Norine has a unique practice where she sees clients both in-person and virtually. We asked her to share how she manages a grocery store tour if she is not seeing a client in-person:

"A virtual grocery store tour is something I offer as a seminar when it may not be feasible to a organize a physical tour. These are really fun, interactive presentations where we go over a lot of the information covered in an actual grocery store without actually being there.

We discuss the key sections of the grocery store, what to look for, how to read labels, healthy substitutions for common allergies or sensitivities, and how to prepare for a successful trip to the grocery store (for instance - the golden rule: do not go shopping hungry!)."

You can send handouts like recipes and shopping lists as a follow-up after the virtual session to keep them engaged and successful.

Watch Your Client Success Sky-Rocket

After this hands-on session, your clients are more empowered than ever to stay compliant and achieve their goals. Clients who have completed a grocery store tour are even more likely to follow through on their plan and become successful, raving fans of your services.

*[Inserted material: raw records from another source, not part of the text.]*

PR #162, opened 2023-11-01
feat: Locomotion IK

Kinerius:
⚠️ Dummy Avatars are still not using the IK System so the default values will nail their feet to the floor ⚠️ 

# Roadmap

**Must Have**

- [x] Gravity
- [x] Walking / Jogging / Running
- [x] Coyote time
- [x] Jumping
- [x] Jump Buffering
- [x] Jump Grace Time
- [x] Falling / Hard Falling / Hard Landing
- [x] Step Handling
- [x] Moving Platforms
- [x] Camera Effects
- [x] Animations
- [x] Mechanim Integration
- [x] Playground

**Nice to have**

- [x] Slope Management
- [x] IK: Foot Placement
- [x] Wall Sliding
- [ ] Wall Stomp
- [ ] ~~Keyboard Mapping~~
- [x] Controller Integration
- [ ] ~~NFT hook~~
- [ ] ~~SDK Integration~~
- [x] Developer Tools

**Expendables**

- [ ] Sounds
- [ ] Particle Effects
- [x] IK: Look At
- [ ] ~~Stamina~~


Explorer/Assets/DCL/CharacterMotion/Systems/FeetIKSystem.cs
mikhail-dcl, line 1: I have a feeling that all this logic can be easily jobified (and Physics as well https://docs.unity3d.com/ScriptReference/SpherecastCommand.html). What is the performance impact of this system?
I don't suggest to do it right now, but probably there is a room for improvement.

Explorer/Assets/DCL/CharacterMotion/Components/JumpTrigger.cs
```diff
@@ -3,8 +3,15 @@ namespace DCL.CharacterMotion.Components
...
     {
         public int TickWhenJumpOccurred;
+        public int TickWhenJumpWasConsumed;
 
         public readonly bool IsAvailable(int physicsTick, int bonusFrames) =>
             physicsTick == TickWhenJumpOccurred || physicsTick <= TickWhenJumpOccurred + bonusFrames;
+
+        public void Reset()
+        {
+            TickWhenJumpWasConsumed = -999;
```
mikhail-dcl, line 13: int.MinValue ?

Explorer/Assets/DCL/CharacterMotion/Systems/FeetIKSystem.cs
```diff
@@ -0,0 +1,252 @@
...
+            UpdateIKQuery(World, t);
+        }
+
+        [Query]
+        private void UpdateIK(
+            [Data] float dt,
+            ref FeetIKComponent feetIKComponent,
+            ref AvatarBase avatarBase,
+            in CharacterRigidTransform rigidTransform,
+            in ICharacterControllerSettings settings,
```
mikhail-dcl, line 90: How does IK work for other avatars considering `settings` are required? Do we apply this settings for other players as well?

mikhail-dcl (changes requested):
Everything looks great, very clean 💪 
Please check my comments. I don't have blocking ones but WDYT in general?

Explorer/Assets/DCL/CharacterMotion/Systems/FeetIKSystem.cs
Kinerius: As I mentioned during the presentation, I did 0 optimizations regarding performance and got quite good results for 100 avatars doing multiple sphere casts per frame, I'm pretty sure we can go a step further and use those commands as well

Kinerius: image

Explorer/Assets/DCL/CharacterMotion/Systems/FeetIKSystem.cs
Kinerius: Yeah those settings are pretty global for all locomotion related systems.

mikhail-dcl (approved):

"I definitely notice that they feel more confident about the choices they are making - especially when it comes to my patients who express that time or frequent travel are big barriers to their healthy eating. Knowing that they have some key go-to's in the store that are convenient, healthy, and fit into their healthy meal planning goals gives them that feeling of confidence that I want them to have. Having these patients feel like they are equipped with the knowledge they need to make the best choices, as well as easy grocery store pick-ups definitely helps them stay on track.”

Are you offering grocery store sessions yet? If not, we are challenging you to start offering this type of appointment to your clients and see how it improves their success rate.